Requirement | Please give the data again in full, exactly as provided.

Given records |
PR #22557, opened 2020-07-17
Fix links in concepts section

tengqm:
We are still referencing the redirect entries in the docs, at many places.
These references should be updated to the correct content page.

### DIFF
--- a/content/en/docs/concepts/services-networking/service.md
+++ b/content/en/docs/concepts/services-networking/service.md
@@ -20,8 +20,6 @@ With Kubernetes you don't need to modify your application to use an unfamiliar s
 Kubernetes gives Pods their own IP addresses and a single DNS name for a set of Pods,
 and can load-balance across them.
 
-
-
 <!-- body -->
 
 ## Motivation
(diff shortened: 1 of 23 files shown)


content/en/docs/concepts/services-networking/service.md
```diff
@@ -1047,7 +1045,7 @@ spec:
 
 Using the userspace proxy for VIPs, work at small to medium scale, but will
 not scale to very large clusters with thousands of Services.  The [original
-design proposal for portals](http://issue.k8s.io/1107) has more details on
+design proposal for portals](https://issue.k8s.io/1107) has more details on
```
sftim, line 1048: Is it better to link to https://github.com/kubernetes/kubernetes/issues/1107?

(If not, maybe we should change all the other issue links to use issue.k8s.io - could be a separate PR of course).

content/en/docs/concepts/storage/volumes.md
```diff
@@ -18,10 +18,7 @@ Container starts with a clean state.  Second, when running Containers together
 in a `Pod` it is often necessary to share files between those Containers.  The
 Kubernetes `Volume` abstraction solves both of these problems.
 
-Familiarity with [Pods](/docs/user-guide/pods) is suggested.
-
-
-
+Familiarity with [Pods](/docs/concepts/workloads/pods/pod/) is suggested.
```
sftim, line 21: I would use a glossary tooltip here; however, this is fine.

content/en/docs/concepts/services-networking/service.md
tengqm: suggestion taken.

tengqm: btw, this shortened url does look nice, when compared to `https://github.com/kubernetes/kubernetes/issues/1107`.

jimangel:
Thanks @tengqm! Please rebase when time permits!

Response box |
PR #22557, opened 2020-07-17
Fix links in concepts section

tengqm:
We are still referencing the redirect entries in the docs, at many places.
These references should be updated to the correct content page.

### DIFF
--- a/content/en/docs/concepts/services-networking/service.md
+++ b/content/en/docs/concepts/services-networking/service.md
@@ -20,8 +20,6 @@ With Kubernetes you don't need to modify your application to use an unfamiliar s
 Kubernetes gives Pods their own IP addresses and a single DNS name for a set of Pods,
 and can load-balance across them.
 
-
-
 <!-- body -->
 
 ## Motivation
(diff shortened: 1 of 23 files shown)


content/en/docs/concepts/services-networking/service.md
```diff
@@ -1047,7 +1045,7 @@ spec:
 
 Using the userspace proxy for VIPs, work at small to medium scale, but will
 not scale to very large clusters with thousands of Services.  The [original
-design proposal for portals](http://issue.k8s.io/1107) has more details on
+design proposal for portals](https://issue.k8s.io/1107) has more details on
```
sftim, line 1048: Is it better to link to https://github.com/kubernetes/kubernetes/issues/1107?

(If not, maybe we should change all the other issue links to use issue.k8s.io - could be a separate PR of course).

content/en/docs/concepts/storage/volumes.md
```diff
@@ -18,10 +18,7 @@ Container starts with a clean state.  Second, when running Containers together
 in a `Pod` it is often necessary to share files between those Containers.  The
 Kubernetes `Volume` abstraction solves both of these problems.
 
-Familiarity with [Pods](/docs/user-guide/pods) is suggested.
-
-
-
+Familiarity with [Pods](/docs/concepts/workloads/pods/pod/) is suggested.
```
sftim, line 21: I would use a glossary tooltip here; however, this is fine.

content/en/docs/concepts/services-networking/service.md
tengqm: suggestion taken.

tengqm: btw, this shortened url does look nice, when compared to `https://github.com/kubernetes/kubernetes/issues/1107`.

jimangel:
Thanks @tengqm! Please rebase when time permits!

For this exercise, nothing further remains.